SNOTEL data during code jobs execution

Dear competition organisers, I have a question about the “Water Supply Forecast Rodeo: Hindcast Evaluation”.

My last submit (id-247784) failed to complete due to this error:

2023-12-21 23:03:26.739 | INFO | __main__:main:103 - 90%|████████▉ | 6500/7240 [59:26<06:50, 1.80it/s]
2023-12-21 23:03:47.443 | ERROR | __main__:main:122 - Error predicting ('hungry_horse_reservoir_inflow', '2023-05-08')

The problem is that the algorithm could not find SNOTEL data for a period of several tens of days preceding the issue date. Could you tell if this is expected behaviour? I mean there is no data for April and May 2023 - is this expected, or some ETL process just didn’t put the data in the right folder.

Thanks in advance!

Happy New Year, everyone! I’d be grateful for a response - I have no problem predicting for these dates when running locally

Hi @Dreamlone,

To my knowledge, there is not anything wrong with our ETL, and no other competitors have reported any issues like what you are describing.

As with any real world data source, there can be many reasons why some specific station might not have had data available in a certain time period. Additionally, this data is often provisional and can be updated several months later by NRCS, which means it can often be added or removed.

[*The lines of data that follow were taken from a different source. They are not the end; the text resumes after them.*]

PR #534, opened 2026-01-28
pybind: Add S1Interval bindings (#524)

deustis:
Add pybind11 bindings for S1Interval.

Also add interface notes to the python README

(Part of a series of addressing #524)

### DIFF
--- a/src/python/README.md
+++ b/src/python/README.md
@@ -44,6 +44,9 @@ The Python bindings follow the C++ API closely but with Pythonic conventions:
 - Invalid inputs to constructions or functions raises `ValueError`.
 - Example: `S1Interval(0.0, 4.0)` raises `ValueError` because `4.0 > π`.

Dear Jay, thank you very much for your reply!

Just to be clear:

  • My algorithm uses aggregation of data from n days before the forecast generation date (issue date) - in the current implementation: 90 days. The data does not necessarily have to be on every day during that period. It is enough to have at least one day in several months to collect features for prediction model
  • The algorithm generated predictions for all sites and for all previous issue dates (6500 cases) without any errors, which confirms the fact that it works correctly in the execution environment
  • When I saw the error, I decided to check how my code was executed locally - I did this the next day after sumbission (same date as the question - 10 days ago). To do this I ran the code in the runtime repository (GitHub - drivendataorg/water-supply-forecast-rodeo-runtime: Data and runtime repository for the Water Supply Forecast Rodeo competition on DrivenData) and the code worked without errors including for the case ‘hungry_horse_reservoir_inflow’ - ‘2023-05-08’.

So I came to the conclusion that perhaps it was the execution environment that didn’t load the data.

About your comment that no such notifications were received from other participants - I see two reasons:

  1. Not all participants use SNOTEL data in the model
  2. Such errors can be simply unnoticed by participants. For example, in conditions where the number of runs is limited, contributors may set try-Except blocks in the code to ensure fail-safe execution. Since custom logs from developers are not output to the console, we (as participants) may simply not know that a few cases failed to predict and therefore an additional prediction algorithm (usually very simple and inaccurate) was used

So to any assumptions about the data, I can give my counterarguments (I hope that doesn’t seem rude from my side). As an engineer, I would prefer to see, for example, logs about the loaded data. But as far as I understand it is no longer possible to do

Anyway, thank you for the reply (and for the opportunity to compete)

Hi @Dreamlone,

This is incorrect. You are expected to and encouraged to log out information about your submission to ensure that it is running in the way you are expecting. You can see an example of a custom logging statement in the provided example that successfully will print out.

Regarding the data that you believe is missing: you can a list of the files for WY2023 in the data drive here: water-supply-forecast-rodeo-runtime/data.find.txt at d91b4339779530aad5857d7fdf5b8b40b5deab49 · drivendataorg/water-supply-forecast-rodeo-runtime · GitHub

From a quick look at the stations in sites_to_snotel_stations.csv associated with hungry_horse_reservoir_inflow, there are observations present in March and April 2023 as expected. If you believe there is specific data missing, you will need to be more specific.

Given that the data looks to be available, you may consider that there is a different cause of the error that you are seeing.

Dear Jay, thank you very much for the clarification!